A. Quantitative Result
We show an aggregate plot in Fig. 10, with multiple axes for all the experiments run with their Average F1 score and HyperParameters for comparison. This also shows the progress we made as we continued to make changes to the Hyper-Parameters during optimization. The bars are the batch size and black dotted line is the learning rate variations during the experiments.
One observation in Avg F1 score evaluation (green for Test 1, red for Test 2) stood out is that, Resnet 101 [9] with high batch size does better on Test 1 evaluations but does not transfer to better results on Test 2 evaluation. Resnet 50 [9] with an order of magnitude lower batch size performs lower than the Test 1 evaluation of Resnet 101 but evaluates better than Resnet 101 on Test 2 F1 score. The depiction is for a generalized approach, but we have seen that we can always gain approximately 1.5% accuracy benefit by using a per country model approach.
B. Qualitative Results
We show the qualitative detection results visually overlaid on the provided Test images. We have used the models trained on (T+V) data composition for showcasing the results. Hence the images selected for this are from the 5% Test (T) data. The model itself is Faster R-CNN [4] with Resnet 50 [9] and FPN [5] backbone network. We will see few good and failed cases here
![Fig. 11. Successful results of detection on India_000052.jpg Test (T) data using Faster R-CNN [4] Resnet50+FPN [5] model. Trained on data from all countries. Multiple damage types like D20, D00 and D40 have been identified accurately. The model predicts small and medium bounding boxes with more than 70% classification accuracy. The lighting conditions are good and the textures in the captured image is clearly visible.](https://cdn.hackernoon.com/images/fWZa4tUiBGemnqQfBGgCPf9594N2-rw133bw.png)

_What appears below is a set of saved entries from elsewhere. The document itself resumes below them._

PR #228, opened 2025-04-08
feat: select field react hook forms decoupling

jeffredodd:
This PR aims to introduce the following...

- Select component using React-aria-components as stand alone UI
- SelectField component which implements useField and FieldLayout to provide a consistent experience 

## Proof of functionality
https://github.com/user-attachments/assets/4cd2e764-956d-45bc-8fe4-52334596b868

### DIFF
--- a/eslint.config.mjs
+++ b/eslint.config.mjs
@@ -101,4 +101,10 @@ export default [
       'no-restricted-imports': 'off',
     },
   },
+  {
+    files: ['src/components/Common/UI/**/*.tsx'],
+    rules: {
+      'no-restricted-imports': 'off',
+    },
+  },
 ]
--- a/src/components/Common/Fields/SelectField/SelectField.stories.tsx
+++ b/src/components/Common/Fields/SelectField/SelectField.stories.tsx
@@ -1,0 +1,202 @@
+import type { Story } from '@ladle/react'
+import { FormProvider, useForm } from 'react-hook-form'
+import { useEffect } from 'react'
+import { SelectField } from './SelectField'
+
+interface FormWrapperProps {
+  children: React.ReactNode
+  defaultValues?: {
+    category?: string
+    priority?: string
+    status?: string
+  }
+}
+
+const FormWrapper = ({ children, defaultValues = {} }: FormWrapperProps) => {
+  const methods = useForm({
+    defaultValues: {
+      category: defaultValues.category || '',
+      priority: defaultValues.priority || '',
+      status: defaultValues.status || '',
+    },
+    mode: 'onTouched',
+  })
+
+  // Log form state changes to console
+  useEffect(() => {
+    const subscription = methods.watch((value, { name, type }) => {
+      // eslint-disable-next-line no-console
+      console.log('Form state changed:', {
+        values: value,
+        name,
+        type,
+        errors: methods.formState.errors,
+        touchedFields: methods.formState.touchedFields,
+        dirtyFields: methods.formState.dirtyFields,
+        isDirty: methods.formState.isDirty,
+        isValid: methods.formState.isValid,
+      })
+    })
+
+    return () => {
+      subscription.unsubscribe()
+    }
+  }, [methods])
+
+  return (
+    <FormProvider {...methods}>
+      <div>{children}</div>
+    </FormProvider>
+  )
+}
+
+const categories = [
+  { id: '1', name: 'Electronics' },
+  { id: '2', name: 'Clothing' },
+  { id: '3', name: 'Books' },
+  { id: '4', name: 'Home & Garden' },
+  { id: '5', name: 'Sports' },
+]
+
+const priorities = [
+  { id: 'low', name: 'Low' },
+  { id: 'medium', name: 'Medium' },
+  { id: 'high', name: 'High' },
+  { id: 'urgent', name: 'Urgent' },
+]
+
+const statuses = [
+  { id: 'new', name: 'New' },
+  { id: 'in-progress', name: 'In Progress' },
+  { id: 'review', name: 'Under Review' },
+  { id: 'completed', name: 'Completed' },
+]
+
+export const Default: Story = () => {
+  return (
+    <FormWrapper>
+      <SelectField
+        name="category"
+        label="Category"
+        items={categories}
+        placeholder="Select a category"
+      >
+        {item => <div>{item.name}</div>}
+      </SelectField>
+      <SelectField
+        name="priority"
+        label="Priority"
+        items={priorities}
+        placeholder="Select a priority"
+      >
+        {item => <div>{item.name}</div>}
+      </SelectField>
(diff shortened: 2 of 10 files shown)


src/components/Common/UI/Select/Select.stories.tsx
```diff
@@ -0,0 +1,110 @@
...
+
+export const WithPlaceholder: Story = () => {
+  return (
+    <Select
+      label="Select an option"
+      name="select"
+      options={options}
+      onChange={handleChange}
+      onBlur={() => {}}
+      inputProps={{ title: 'Choose an option' }}
```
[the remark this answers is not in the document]
jeffredodd: Fixed

src/components/Common/UI/Select/Select.tsx
```diff
@@ -0,0 +1,96 @@
...
+            {({ defaultChildren, isPlaceholder }) => {
+              return isPlaceholder && placeholder ? placeholder : defaultChildren
+            }}
+          </SelectValue>
+          <div aria-hidden="true">
+            <CaretDown title={t('icons.selectArrow')} />
+          </div>
+        </Button>
+        <Popover UNSTABLE_portalContainer={container.current}>
+          <ListBox items={items}>{item => <ListBoxItem>{item.name}</ListBoxItem>}</ListBox>
```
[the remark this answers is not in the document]
jeffredodd: Fixed

src/components/Common/Fields/SelectField/SelectField.stories.tsx
```diff
@@ -0,0 +1,202 @@
...
+  const methods = useForm({
+    defaultValues: {
+      category: defaultValues.category || '',
+      priority: defaultValues.priority || '',
+      status: defaultValues.status || '',
+    },
+    mode: 'onTouched',
+  })
+
+  // Log form state changes to console
```
scally, line 25: You might be able to do a similar thing with ladle actions?
https://ladle.dev/docs/actions

src/components/Common/Fields/SelectField/SelectField.tsx
```diff
@@ -0,0 +1,45 @@
+import { useField, type UseFieldProps } from '@/components/Common/Fields/hooks/useField'
+import { Select } from '@/components/Common/UI/Select'
+
+interface SelectItem {
+  id: string
```
dmortal, line 5: should `id` and `name` be required at the same time? as in, can name be used as id? I'm wondering if there's going to be a lot of duplication `<SelectItem id="password" name="password"/>`?

dmortal: I also wonder if we should allow passthrough of props like `data` and `aria`?

src/components/Common/UI/Select/Select.test.tsx
```diff
@@ -0,0 +1,142 @@
...
+  }),
+}))
+
+// Mock the SVG import
+vi.mock('@/assets/icons/caret-down.svg?react', () => ({
+  default: () => <div data-testid="caret-down" />,
+}))
+
+// Mock the ThemeProvider context
+vi.mock('@/contexts/ThemeProvider', async () => {
```
dmortal, line 20: we might want to have this mock as global 🤔

src/components/Common/UI/Select/Select.tsx
```diff
@@ -0,0 +1,98 @@
...
+import type { FocusEvent, SelectHTMLAttributes } from 'react'
+import { useId, useMemo } from 'react'
+import type { FieldLayoutProps } from '../FieldLayout'
+import { FieldLayout } from '../FieldLayout'
+import CaretDown from '@/assets/icons/caret-down.svg?react'
+import { useTheme } from '@/contexts/ThemeProvider'
+
+export interface SelectProps
+  extends FieldLayoutProps,
+    Pick<SelectHTMLAttributes<HTMLSelectElement>, 'className' | 'id' | 'name'> {
```
dmortal, line 20: `className` probably should be part of `FieldLayoutProps` as I imagine it will be picked for every single field>?

src/components/Common/UI/Select/Select.tsx
```diff
@@ -0,0 +1,98 @@
...
+  onBlur,
+  options,
+  placeholder,
+  value,
+  ...props
+}: SelectProps) => {
+  const { t } = useTranslation()
+  const generatedInputId = useId()
+  const inputId = providedId || generatedInputId
+  const generatedErrorMessageId = useId()
```
dmortal, line 52: I wonder if it would be beneficial in any way to use same generated id for error messages and fields with prefixes - easier debugging perhaps? https://react.dev/reference/react/useId#generating-ids-for-several-related-elements

dmortal (approved):
Few comments, but all of them are mostly rambling

eslint.config.mjs
```diff
@@ -101,4 +101,10 @@ export default [
       'no-restricted-imports': 'off',
     },
   },
+  {
+    files: ['src/components/Common/UI/**/*.tsx'],
+    rules: {
+      'no-restricted-imports': 'off',
```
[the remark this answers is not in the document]
jeffredodd: Good callout. Will be fixed in the next revision.

src/components/Common/Fields/SelectField/SelectField.tsx
jeffredodd: Good callouts, yeah i'll add data and aria if I can get them working with React-Aria. 

I'm going to move SelectItem into the UI select as that seems to make the most sense. 

Added aria-* attributes to the parent element for now.

src/components/Common/UI/Select/Select.tsx
jeffredodd: Good call out

src/components/Common/UI/Select/Select.tsx
jeffredodd: @serikjensen is actually working on making this pattern better. Tagging him so he can see this comment.

src/components/Common/UI/Select/Select.test.tsx
jeffredodd: So the only reason we need it is because of how React-aria is mounting their popover and we're using an unsafe prop... since we want to eventually send React-Aria packing I think I want to keep it local to the UI component using react Aria first before we do anything else with it. But this is a good callout.

src/components/Common/UI/FieldLayout/FieldLayout.tsx
```diff
@@ -34,7 +34,7 @@ export const FieldLayout: React.FC<FieldLayoutProps> = ({
 
   const labelContent = (
     <label className={styles.label} htmlFor={htmlFor}>
-      {label}
+      {label}{' '}
```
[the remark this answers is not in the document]
jeffredodd: With and without screenshots
Screenshot 2025-04-09 at 8 59 42 AM
Screenshot 2025-04-09 at 8 59 28 AM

We show a detection output in Fig. 11, representing the case where all damages have been classified and localized.
The sample in Fig. 12, where the road is in damaged condition. Even though the lighting is good in one of the images, and the network has learnt small or medium damages, this texture spreads through the entire width of the road and may be difficult to learn due to lack of such annotations.
v
Kind of failures: In the Fig. 12 & Fig. 13, we have seen images with failed detections. The primary issues in images are due to low light conditions, camera mount positions, artifacts or shadows around objects of interest and inability to geo-fence a spatial range for detections which should be the capture region of interest and avoid looking far down the road.
VI. CONCLUSIONS
In this work, we experimented with few approaches and went with a single model trained on data across Czech, Japan and India over country specific detection model, due to its simplified deployment process. However, there is an argument against generalization considering training a model per country provides 1.5% improvement over generalized model. Segmentation of road surface as a pre-processing step did not benefit the object detection models considering the ground truth based localized area is not affected by the background features.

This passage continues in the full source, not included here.